Trevor Hunter (25 January 1915 – 8 May 2002) was a New Zealand aviator. She accompanied Ted Harvie on his record-breaking flight from North Cape to Bluff in December 1933. She was the first of five New Zealand women accepted to fly with the Air Transport Auxiliary during the Second World War.

== Early life ==
Trevor Hunter was born in Whanganui on 25 January 1915 to Wynnie and Marmaduke Archer Hunter. She was named Trevor as her mother was sure that the baby would be a boy. As a child she was a keen ballet dancer and developed a career teaching dance.

She was a member of the Whanganui Aero club and gained her 'A' license in 1933, flying solo at age 16. Hunter was also the secretary of the Aero Club.

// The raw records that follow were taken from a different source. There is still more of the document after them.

Issue #1802, opened 2024-04-15
Add load balancing in front of Azure Container Instances


jemrobinson:
## :white_check_mark: Checklist

- [x] I have searched open and closed issues for duplicates.
- [x] This is a request for a new feature in the Data Safe Haven or an upgrade to an existing feature.
- [x] The feature is still missing in the [latest version](https://github.com/alan-turing-institute/data-safe-haven/releases).
- [x] I have read through the [documentation](https://alan-turing-institute.github.io/data-safe-haven/).
- [x] This isn't an open-ended question (open a [discussion](https://github.com/alan-turing-institute/data-safe-haven/discussions) if it is).

## :strawberry: Suggested change

Azure Container Instances need to be deployed to a subnet and are given an IP address from that subnet. This is usually (but not always) the first available IP address. When they are rebooted, they often change IP address and other services that refer to them are not updated.

See [here](https://learn.microsoft.com/en-us/azure/container-instances/container-instances-update#limitations) for more details.

## :steam_locomotive: How could this be done?

If we add appropriate load balancing in front of all ACI services, we can ensure that they're reachable regardless of their exact IP address.

jemrobinson:
Placing an Azure Load Balancer in front of container instances in a networked container group is not currently supported. See [here](https://github.com/MicrosoftDocs/azure-docs/issues/69658) for more information.

jemrobinson:
Consider an `az cli` sidecar like [this](https://www.garyjackson.dev/posts/azure-container-instance-dns-private-ip/) or [this](https://zure.com/blog/detect-changing-ip-addresses-of-azure-container-instances-in-vnet/).

[Here](https://github.com/tmeckel/aci-dns-manager) is one that's already been written, using an Azure service principal to make the necessary changes.

JimMadge:
This is concerning and surprising.

I think we should look at alternatives as it feels like perhaps container instances are not suppose to be used in this way.

Switching to kubernetes might save us a lot of headaches.

jemrobinson:
I looked at Kubernetes when I first started the rewrite. You really need to buy into it from the beginning and structure the whole project around it. Sticking with Azure, it's possible that e.g. Azure Container Apps might be a good fit here. Equally, Azure might start supporting Load Balancing soon (doesn't feel like it should be a large amount of effort for them).

JimMadge:
The load balancing issues seem to have been open for a while and it looks like the feature was removed from the roadmap.

[...]

PR #1821, opened 2024-04-17
Add local DNS for SRE identity server

jemrobinson:

Add a local DNS record for the SRE identity server which points to the Azure Container Instance private IP address. This does not fix the issue identified in #1802 but it means that changes only need to be made in the private DNS zone, which should be easier to do.

Contributes to #1802.

### :microscope: Tests

Tested on a pre-existing SRE


craddm (approved):
LGTM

At the age of 18, she flew with Ted Harvie on his flight from North Cape to Bluff which, at 1880 km, was the longest recorded flight in New Zealand at the time. The record lasted 28 years.

On 21 July 1934, she was one of the four female pilots (alongside Jane Winstone, June Summerell and Eva Parkinson) who flew in formation with Jean Batten on her arrival to New Zealand following Batten's record breaking solo flight from Britain in 1934.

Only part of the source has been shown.